12. Which of the following requires the observer to attempt to be fair, open-minded, even-handed, dispassionate, neutral, and unbiased? a. objectivity b. subjectivity c. intelligence d. observation

13. People who routinely engage in lawbreaking are: a. less likely to be victimized than others. b. more likely to be victimized than their law-abiding counterparts. c. seldom on the receiving end of victimization. d. protected because they know how offenders think.

14. Which of the following is a term for the type of media coverage also known as scandal-mongering, pandering, yellow journalism, and tabloidism? a. victimism b. sensationalism c. ideal type d. just deserts

15. The suffix “ology” merely means: a. a set of known facts. b. hard to understand. c. the study of. d. all of these

16. ___________ is a coherent, integrated set of beliefs that shapes interpretations and leads to political action. a. Victimology b. Victimism c. Ideology d. Criminology

17. __________ is a widely held outlook of people who share a sense of common victimhood. a. Victimology b. Victimism c. Ideology d. Criminology

18. People who oppose a victim-centered outlook do so based on their belief that: a. most so-called “victims” deserved the harm they received. b. it impedes progress due to its preoccupation with the past. c. once offenders have paid their debt to society they should be left alone. d. it distorts the interpretation of the law.
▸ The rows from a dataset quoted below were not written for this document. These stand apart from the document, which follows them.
PR #644, opened 2023-09-21
Adding ephemeris generation unit test

### LINKED ISSUE #640: unit test for ephemeris generation
for the 1 year baseline database in demo 

[sorcha_ephemeris.csv](https://github.com/dirac-institute/sorcha/files/12666148/sorcha_ephemeris.csv)
[params_small_random_mpcorb.csv](https://github.com/dirac-institute/sorcha/files/12666149/params_small_random_mpcorb.csv)
[orbits_small_random_mpcorb.csv](https://github.com/dirac-institute/sorcha/files/12666150/orbits_small_random_mpcorb.csv)

using the values in demo/sorcha_demo_config.ini

drewoldag:
Fixes #640 .

Using an approach similar to what was established for the end to end unit test for sorcha. We'll output the results of ephemeris generation and then compare it against a "golden output" file. 

I needed to update the script that generates the golden output as well, so you'll see changes in that utility module. 

Additionally, there was a function that compared the test vs. the golden outputs. It was originally written to read in the .csv outputs of the test and golden data as numpy arrays and then compare them with specific logic to compare numeric and string types differently. However, due to the way that the test and golden data was ingested by numpy, all values were assigned a `str` type, so an absolute comparison was being performed.

Thus I modified this comparison function to read the files into pandas dataframes and used the `pandas.api.types.is_numeric_dtype` function to deteremine columns should be compared absolutely (as strings) or using numpy.allclose (for numeric types).


demo/sorcha_config_demo.ini
mschwamb, line 1: So there's been a lot of various version of config file versions running, let's make this it's own config file. My reason for this is that sorcha_config_demo.ini having ar_ang_fov = 1.8 might confuse people as the correct value for LSST needs to be 2.06. Matt and Steph validated the 1.8 fov so my suggestion is my a goldens config file and leave sorcha_config_demo.ini alone/be separate for tutorials

jeremykubica (approved):

src/sorcha/utilities/diffTestUtils.py
```diff
@@ -54,24 +82,19 @@ def override_seed_and_run(outpath):
...
-        "pointing_database": get_demo_filepath("baseline_v2.0_1yr.db"),
-        "outpath": outpath,
-        "makeTemporaryEphemerisDatabase": False,
-        "readTemporaryEphemerisDatabase": False,
-        "deleteTemporaryEphemerisDatabase": False,
-        "surveyname": "LSST",
-        "outfilestem": f"out_end2end",
-        "verbose": False,
-    }
+    if arg_set is "baseline":
```
jeremykubica, line 85: Should this be ==?

demo/sorcha_config_demo.ini
jeremykubica: Agreed.

src/sorcha/utilities/diffTestUtils.py
```diff
@@ -54,24 +82,19 @@ def override_seed_and_run(outpath):
...
+        cmd_args_dict = BASELINE_ARGS
+    elif arg_set is "with_ephemeris":
```
jeremykubica, line 87: Same with ==

src/sorcha/utilities/diffTestUtils.py
drewoldag: Yep, fixed!

src/sorcha/utilities/diffTestUtils.py
drewoldag: Also yep, also fixed :)

demo/sorcha_config_demo.ini
drewoldag: Sure, I can do this.

PR #645, opened 2023-09-21
make footprint_path config optional

### LINKED ISSUE #541: Rename detectors_corners.csv to something clearer LSST_detector_corners.csv and allow users to use the version that's pip/conda installed by default
Giving a more specific name to the LSST_detector_corners_082023.csv and how we set where the corners file path  so that it matches what is done for the files downloaded by pooch. 

Since we now you can pip install with downloading the source code, sorcha should read in that pip installed/conda installed  corners file by default unless a user specifies a different file in the config. I am not sure what the config file logic should be here so that it uses what's available or otherwise the one in the config file.

maxwest-uw:
Keeps the functionality of allowing a user to manually pass their own footprint file, but also make that optional and pull the file from our own local copy.

Fixes #541  

Note: I had to move one of the copies of `detectors_corners.csv` into a new `modules/data/` directory to make everything work nicer with `pkg_resources`. Theoretically we could've manually determined the path of the version in the `/demo/` directory but that would require a lot of messy path manipulation and I'm not sure if it would work with the pip/conda version of `sorcha`. `pkg_resources` is the recommended way to refer to data files within your package and for some reason they don't allow you to refer to files outside of the module you're working in 🙃.


drewoldag (approved):
Sweet, looks good to me.

mschwamb:
Is it possible to address the other part of this ticket as well to rename the csv file to something more specific since detectors_corners.csv is very generic? Renaming the file to  LSST_detector_corners_100123.csv?

mschwamb:
Two other minor things if possible to consider/address-

The LSSTCam footprint is only valid for the LSST survey. It won't be for any other surveys. I know the code isn't set up for other surveys really, but the footprint filter actually is. So this one function someone else could pull because it's generic.  it would be good that we specific here if possible for futureproofing.  The[ cmd line argument survey is set.](https://github.com/dirac-institute/sorcha/blob/65e6362d9441128810ef211b5e52710a005286cb/src/sorcha/sorcha.py#L477C29-L477C29) It would be good that only if it is set to LSST/lsst is the internal file to  be used or there's an error thrown because there is no internal file for any other surveys. 

If I read this correctly, as a user if I look at my config file I'd remove footprint_path from my config file to use the internal. My worry is there's no easy way a user who hasn't read the documentation or hasn't read it a long while knows that they're using the internal file. Would it be clearer to setup the samething for ephemeris? A config file that says where using external or internal?

maxwest-uw:
went ahead and changed the logic to check for the survey name when loading the default and changed the name of the detectors file to be more specific, but I'm kinda opposed to adding another enabled/disabled variable especially for a single small optional variable, I think as long as we say in the docs that the `footprint_path` is optional for LSST then I think that's probably fine (the worst case scenario is that a current user of `sorcha` continues using their local copy of the detectors file, which doesn't really affect how the package runs). possible compromise could be to make the user use a keyword like `footprint_path = default` instead

drewoldag:
This PR still looks good. It might be a wise idea to rebase from `main` prior to squash-n-merge-ing to make sure that the variable renaming work doesn't accidentally clobber anything here.

PR #649, opened 2023-09-26
Update installation.rst to pin rebound for conda create

mschwamb:
Pinning the version of rebound at least in the conda create command to help with m1/m2 macs

Fixes # .

Describe your changes.

### DIFF
--- a/docs/installation.rst
+++ b/docs/installation.rst
@@ -42,7 +42,7 @@ Setup Your Conda Environment
 
 **Step 1** Create a conda environment::
 
-   conda create -n sorcha -c conda-forge -c moeyensj numpy numba pandas=2.1 scipy astropy matplotlib sbpy pytables difi==1.2rc3 spiceypy healpy rebound pooch tqdm h5py python=3.10
+   conda create -n sorcha -c conda-forge -c moeyensj numpy numba pandas=2.1 scipy astropy matplotlib sbpy pytables difi==1.2rc3 spiceypy healpy rebound=3.26.3 pooch tqdm h5py python=3.10
 
 .. tip::
    We recommend using python version 3.9 or higher with Sorcha. The conda command uses python 3.10.


mjuric:
There's a conflict between the conda environment specs & the python packaging specs. pyproject.toml specifies pandas<2.1 and pins a specific numpy. Should that be changed to:

```diff
(sorcha) [mjuric@caladan (main) ~/projects/github.com/dirac-institute/sorcha]$ git diff
diff --git a/pyproject.toml b/pyproject.toml
index d36dc24..9380317 100644
--- a/pyproject.toml
+++ b/pyproject.toml
@@ -21,14 +21,14 @@ classifiers = [
 ]
 dynamic = ["version"]
 dependencies = [
-    "numpy==1.24.3",
-    "pandas<2.1",
+    "numpy>=1.24.3",
+    "pandas>=2.1",
     "scipy",
     "astropy",
     "matplotlib",
     "sbpy",
     "tables",
-    "difi == 1.2rc3",
+#    "difi == 1.2rc3",
     "spiceypy",
     "healpy",
     "assist",
```
?

mjuric:
Looking elsewhere in the docs, I'd propose to let the code store the cache files into the default directory, and not override it (right now it goes to `./ar_files`).

Default should be sane things that the users will use; we shouldn't be training them to override the defaults w/o a good reason. (it's also may make them think that they /have/ to override them). A third benefit is that it simplifies the instructions.

Propose to change that too.

mschwamb:
My concern with using the default files is if you need to install on multiple computers you might have different versions of the files so I'd rather have the user download them to a specified directory, but I can be convinced this is not needed

mschwamb:
A quick note - conda installation hasn't been updated since assist is not conda installable - so the conflicts are because that effort has been stalled

mschwamb:
closing as I've taken the notes and put them in as tickets.

PR #662, opened 2023-09-28
Update README.md

mschwamb:
- [X] Does pip install still work?


astronomerritt (approved):
Seems good to me, approved. Out of interest, is this info going to be archived anywhere else? For example the section in the docs for contributors.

19. People who accept a victim-centered outlook believe that: a. insight results from understanding history. b. much of our economy and legal system depend upon the existence of offenders and victims. c. once offenders have paid their debt to society they should be left alone. d. most so-called “victims” deserved the harm they received.

20. Which of the following can undermine the ability of social scientists to achieve objectivity? a. personal experiences b. the discipline itself c. the mood of the times d. all of the above

21. The academic discipline of victimology can be traced back to: a. articles and research conducted in the 1940s and 1950s. b. a series of Supreme Court decisions in the early 20th Century. c. legislation passed by Congress in response to rising crime rates in the 1970s. d. the feminist movement of the 1960s.

22. Embezzlement by employees against their employers is an example of: a. vice. b. white-collar crime. c. street crimes. d. organized crime.

23. Drug smuggling and gun trafficking rackets run by mobsters are examples of: a. vice. b. white-collar crime. c. street crimes. d. organized crime.

24. Hostages often identify with their captors and develop anger toward the law enforcement officers who are trying to rescue them. This phenomenon is known as: a. reverse victimization. b. the Stockholm Syndrome. c. the Heisenberg Principle. d. identity transference.

25. Which of the following is true of street crime? a. it scares the public b. it preoccupies the media c. it keeps police busy d. all of the above

26. The first scholars who considered themselves victimologists studied: a. the resistance put up by rape victims. b. the presumed vulnerabilities of the very young. c. the presumed vulnerabilities of the very old. d. all of the above

27. Victimology is an interdisciplinary field that benefits from the contributions of: a. sociologists. b. criminologists. c. psychologists. d. all of the above

28. Victimology evolved as an area of specialization within: a. social work. b. criminology. c. sociology. d. psychology.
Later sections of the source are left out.